Met betrekking tot hetgeen subsidiair is aangevoerd wordt het volgende overwogen. Uit het door [gedaagde sub 1] in het geding gebrachte bewijsstuk leidt de rechtbank af dat [eiser] inderdaad, anders dan bij tussenvonnis is overwogen, eerder moet hebben geweten van het gesprek met [naam 6]. Dit leidt ertoe dat de verjaringstermijn voor [eiser] is gestart op 2 februari 2005 en vijf jaar later is geëindigd. Dat de verjaringstermijn is gestuit is gesteld noch gebleken. Toen [eiser] zijn dagvaarding tegen [gedaagde sub 1] uitbracht op 23 april 2010 was zijn vordering, voor zover gebaseerd op de onrechtmatige uitlatingen van [gedaagde sub 1] in diens dagvaarding tegen [eiser], dus verjaard. Zoals in het tussenvonnis is overwogen, heeft [gedaagde sub 1] zijn uitlating dat hij niet had gebeld met [eiser] in de procedure in eerste aanleg en hoger beroep telkens herhaald, zodat de verjaring op die latere momenten telkens opnieuw is gaan lopen.
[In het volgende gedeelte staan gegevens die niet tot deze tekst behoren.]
PR #1917, opened 2026-09-10
Fix : Avoid reporting resource load errors as error spans, add status to resource spans when available

Abinet18:
# Description

This PR fixes resource load failures being reported as client error spans. Resource failures such as failed image loads can create high-cardinality error IDs because they include resource-specific URLs, while the same failure is better represented on the corresponding resource span.
The change suppresses non-script resource element error events from the error instrumentation and records failed resource status on resource spans instead. Resource spans now receive http.status_code when available, and are marked with span status ERROR when the browser exposes a failing response status. Script-related errors are still reported as client errors to preserve JS syntax/runtime/source-map error visibility.

Fixes DEMRUM-6496.

## Type of change

# How has this been tested?

- Added unit tests
- Added integration tests
- Manual testing


packages/web/src/utils/resource-timing.ts
```diff
@@ -0,0 +1,69 @@
...
+	return undefined
+}
+
+export function isResourceElementLoadError(event: Event): boolean {
+	const target = event.target
+	return (
+		event.type === 'error' &&
+		target instanceof Element &&
+		target.tagName.toUpperCase() !== 'SCRIPT' &&
+		getResourceElementUrl(target) !== undefined
```
shumone, line 55: Codex P1:
This suppresses error events for all recognized resource elements, but the default post-load instrumentation only creates resourceFetch spans for img and script. A dynamically added failing video, audio, or link resource therefore produces neither an error span nor a resource span. Retain the client-error span unless the active resource instrumentation can emit the replacement span, and add coverage for a default-config dynamic non-image resource failure.

Abinet18: If a resource type is not enabled for resource monitoring, reporting its load failure as a generic client error is also misleading. These element load failures usually have no stack trace and are better represented by resource spans when that resource type is monitored. For unmonitored resource types, I’d prefer not to preserve them as error spans because that reintroduces the high-cardinality/noisy behavior this PR is trying to avoid.

shumone (approved):

PR #1921, opened 2026-09-14
fix: add loaf entry start time to loaf span

Abinet18:
# Description

Adds LoAF entry start timing to Long Animation Frame spans so downstream consumers can place attributed scripts relative to the LoAF span start.

The agent now exports `loaf.entry_start_time` once per LoAF span. Existing `loaf.script[n].start_time` values are preserved. Both values use the browser performance time origin, so consumers can calculate script timing as:

```text
scriptOffsetFromLoafStart =
  loaf.script[n].start_time - loaf.entry_start_time

scriptAbsoluteStart =
  loafSpan.start + loaf.script[n].start_time - loaf.entry_start_time
```

Fixes DEMRUM-6205

## Type of change

## How has this been tested?
Tests added/updated:
- Updated LoAF span attribute unit coverage to verify loaf.entry_start_time is emitted and rounded correctly.
- Updated LoAF span attribute unit coverage to keep normal script fixtures within the parent LoAF timing window.
- Updated Long Animation Frame browser integration coverage to verify emitted LoAF spans include loaf.entry_start_time and script timing values needed to calculate script position relative to the LoAF span.


packages/web/src/instrumentations/loaf/span-attributes.ts
```diff
@@ -48,6 +48,7 @@ export function setLoafEntryAttributes(span: Span, entry: PerformanceLongAnimati
 		setRoundedNumberAttribute(span, `${prefix}.source_char_position`, script.sourceCharPosition)
 		setStringAttribute(span, `${prefix}.source_url`, script.sourceURL)
 		setStringAttribute(span, `${prefix}.source_function_name`, script.sourceFunctionName)
+		setRoundedNumberAttribute(span, `${prefix}.offset`, script.startTime - entry.startTime)
```
shumone, line 51: non-blocking: 

I don't think it's possible for the script startTime to be earlier than the entry.startTime, but maybe a non-negative check would be useful? If you don't think its necessary or possible at all then can ignore this comment.

Abinet18: Good point. For valid LoAF entries this should not happen because both timestamps are from the same performance timeline and the script is part of the entry, but I added a defensive non-negative clamp for the new offset. I kept start_time unchanged and only clamp finite offsets, so malformed non-finite timing still gets omitted by the existing numeric attribute handling.

shumone (approved):

packages/web/src/instrumentations/loaf/span-attributes.ts
```diff
@@ -48,6 +49,7 @@ export function setLoafEntryAttributes(span: Span, entry: PerformanceLongAnimati
 		setRoundedNumberAttribute(span, `${prefix}.source_char_position`, script.sourceCharPosition)
 		setStringAttribute(span, `${prefix}.source_url`, script.sourceURL)
 		setStringAttribute(span, `${prefix}.source_function_name`, script.sourceFunctionName)
+		setRoundedNumberAttribute(span, `${prefix}.offset`, Number.isFinite(offset) ? Math.max(0, offset) : offset)
```
tchoi1131: **Codex-generated review comment:** If we keep the per-script offset, could we omit the attribute when the calculated offset is negative rather than clamp it to zero?

A negative value indicates invalid or inconsistent timing. Changing it to zero creates valid-looking evidence that says the script started exactly at the LoAF span start, potentially causing incorrect downstream placement.

packages/web/src/instrumentations/loaf/span-attributes.test.ts
```diff
@@ -66,6 +66,7 @@ describe('LoAF span attributes', () => {
 					createScript({ duration: 20, sourceURL: 'blob:https://example.com/id?kept=true#kept' }),
 					createScript({ duration: 30, sourceURL: '<anonymous>' }),
 				],
+				startTime: 150,
```
tchoi1131, line 74: **Codex-generated review comment:** Could we update this fixture to represent valid LoAF timing?

The script starts `10.11 ms` after the LoAF begins and lasts `161.3 ms`, while the LoAF duration is only `161.38 ms`. This places the script end outside the LoAF. Other scripts use the default `startTime = 0`, which is earlier than the entry start and exercises the clamp unintentionally.

The normal test should satisfy:

```text
script.startTime >= entry.startTime
script.startTime - entry.startTime + script.duration <= entry.duration
```

Malformed timing can remain covered by a separate defensive test.

packages/integration-tests/src/tests/loaf/loaf.spec.ts
```diff
@@ -59,6 +59,7 @@ test.describe('long animation frame', () => {
 			expect(loafSpan).toHaveNumericAttribute(`loaf.script[${index}].forced_style_and_layout_duration`)
 			expect(loafSpan).toHaveStringAttribute(`loaf.script[${index}].invoker`)
 			expect(loafSpan).toHaveStringAttribute(`loaf.script[${index}].invoker_type`)
+			expect(loafSpan).toHaveNumericAttribute(`loaf.script[${index}].offset`)
```
tchoi1131: **Codex-generated review comment:** Could this test verify the meaning of the new value rather than only its presence? For every exported script, we could assert with a small browser-timing tolerance:

```text
offset >= 0
offset <= loaf.duration
offset + script.duration <= loaf.duration + tolerance
```

Otherwise, this test would still pass if every offset were incorrectly reported as zero.

packages/web/README.md
```diff
@@ -236,7 +236,7 @@ SplunkRum.init({
...
+LoAF spans include frame timing attributes such as `loaf.duration`, `loaf.blocking_duration`, `loaf.paint_time`, `loaf.presentation_time`, `loaf.render_start`, `loaf.style_and_layout_start`, and `loaf.first_ui_event_timestamp`. They also include bounded script attribution: `loaf.script_count` reports the original number of scripts, while only the top three scripts by duration are exported as `loaf.script[0..2].*` attributes, including script timing fields such as `duration`, `start_time`, `offset`, `execution_start`, `pause_duration`, `forced_style_and_layout_duration`, and `source_char_position`. `start_time` preserves the browser's performance-origin-relative script timestamp, while `offset` reports the script start relative to the LoAF span start. Script source attribution is reported as provided by the browser; use `exporter.onAttributesSerializing` if your application needs to redact or transform those attributes before export.
```
tchoi1131: **Codex-generated review comment:** Please document that this timing value is measured in milliseconds, its reference point, and the reconstruction formula. Because this becomes a backend-facing telemetry contract, making the clock basis explicit will prevent consumers from treating it as an absolute timestamp.

packages/web/src/instrumentations/loaf/span-attributes.ts
```diff
@@ -40,6 +40,7 @@ export function setLoafEntryAttributes(span: Span, entry: PerformanceLongAnimati
 
 	getLoafScriptSummaries(scripts).forEach((script, index) => {
 		const prefix = `loaf.script[${index}]`
+		const offset = script.startTime - entry.startTime
```
tchoi1131: Could we export the LoAF entry’s `startTime` once as a span-level attribute, such as `loaf.entry_start_time`, instead of adding `loaf.script[n].offset` for every exported script?

The LoAF entry and its scripts use the same performance time origin. Since `loaf.script[n].start_time` is already exported, the backend could calculate:

```text
scriptAbsoluteStart =
    loafSpan.start
    + loaf.script[n].start_time
    - loaf.entry_start_time
```

This would add one attribute per LoAF span instead of up to three derived attributes. Is there any reason to add the offset for each script?

Abinet18: Good suggestion. I updated the implementation to export loaf.entry_start_time once at the LoAF span level instead of exporting loaf.script[n].offset for each script.

packages/web/src/instrumentations/loaf/span-attributes.ts
Abinet18: This is no longer applicable after the update.

packages/web/src/instrumentations/loaf/span-attributes.test.ts
Abinet18: Updated. The normal fixture now uses valid LoAF timing so the top script starts after the LoAF entry start and ends within the LoAF duration. Malformed timing remains covered separately by the defensive test.

packages/integration-tests/src/tests/loaf/loaf.spec.ts
Abinet18: Updated

packages/web/README.md
Abinet18: Updated the README to document that loaf.entry_start_time and loaf.script[n].start_time are both milliseconds from the browser performance time origin. It also includes formulas for calculating script start relative to the LoAF span and reconstructing the absolute script start.

packages/web/src/instrumentations/loaf/span-attributes.test.ts
```diff
@@ -66,12 +67,14 @@ describe('LoAF span attributes', () => {
 					createScript({ duration: 20, sourceURL: 'blob:https://example.com/id?kept=true#kept' }),
```
tchoi1131: **Codex-generated follow-up review comment:** This normal fixture still includes two exported scripts with the default `startTime = 0` while the entry uses `startTime = 150`. That means `script[1]` and `script[2]` start before their parent LoAF. Could we assign valid `startTime` values to every script in this normal fixture and keep malformed timing only in the dedicated defensive test?

packages/web/README.md
```diff
@@ -236,7 +236,7 @@ SplunkRum.init({
...
+LoAF spans include frame timing attributes such as `loaf.duration`, `loaf.blocking_duration`, `loaf.entry_start_time`, `loaf.paint_time`, `loaf.presentation_time`, `loaf.render_start`, `loaf.style_and_layout_start`, and `loaf.first_ui_event_timestamp`. They also include bounded script attribution: `loaf.script_count` reports the original number of scripts, while only the top three scripts by duration are exported as `loaf.script[0..2].*` attributes, including script timing fields such as `duration`, `start_time`, `execution_start`, `pause_duration`, `forced_style_and_layout_duration`, and `source_char_position`. `loaf.entry_start_time` and `loaf.script[n].start_time` are both measured in milliseconds from the browser performance time origin. Consumers can calculate the script start relative to the LoAF span start as `loaf.script[n].start_time - loaf.entry_start_time`, or reconstruct the absolute script start as `loafSpan.start + loaf.script[n].start_time - loaf.entry_start_time`. Script source attribution is reported as provided by the browser; use `exporter.onAttributesSerializing` if your application needs to redact or transform those attributes before export.
```
tchoi1131: **Codex-generated follow-up review comment:** Could we state that `loafSpan.start` must be converted to milliseconds before applying this formula? The two LoAF attributes are milliseconds from the browser performance time origin, while an exported OpenTelemetry span start may use a different representation or unit, such as Unix nanoseconds. Without that normalization, the formula is dimensionally ambiguous.

tchoi1131 (approved):
Approved. The inline findings are low-severity, non-blocking follow-ups.

**Codex-generated follow-up review comment:** The “How has this been tested?” section still says `loaf.script[n].offset` is emitted and tested. The implementation now exports `loaf.entry_start_time` instead, so could you update those bullets to match the final telemetry contract?

packages/web/README.md
Abinet18: done

packages/web/src/instrumentations/loaf/span-attributes.test.ts
Abinet18: updated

Dit brengt mee dat slechts (reputatie)schade kan worden vergoed voor zover deze betrekking heeft op de uitlatingen van [gedaagde sub 1] in de periode vanaf 23 april 2005.
2.12.
Voor zover is verzocht om heroverweging van een of meer beslissingen in het tussenvonnis wordt dat verzoek op grond van het voorgaande afgewezen.
2.13.
De rechtbank heeft in haar brief aan partijen van 18 maart 2014 bepaald dat het verdere debat over de aannemelijkheid en omvang van de schade na tussenvonnis dient te worden gevoerd. Partijen, eerst [eiser] en vervolgens [gedaagde sub 1], zullen zich daarover bij akte kunnen uitlaten, met inachtneming van het geen hiervoor onder 2.9 en 2.11 is overwogen.
3. De beslissing
De rechtbank:
- verwijst de zaak naar de rol van 22 oktober 2014 voor akte aan de zijde van [eiser] als bedoeld in rechtsoverweging 2.13;
- houdt iedere verdere beslissing aan.
Dit vonnis is gewezen door mr. M.W. van der Veen, mr. J. Thomas en mr. L. Voetelink en in het openbaar uitgesproken op 24 september 2014.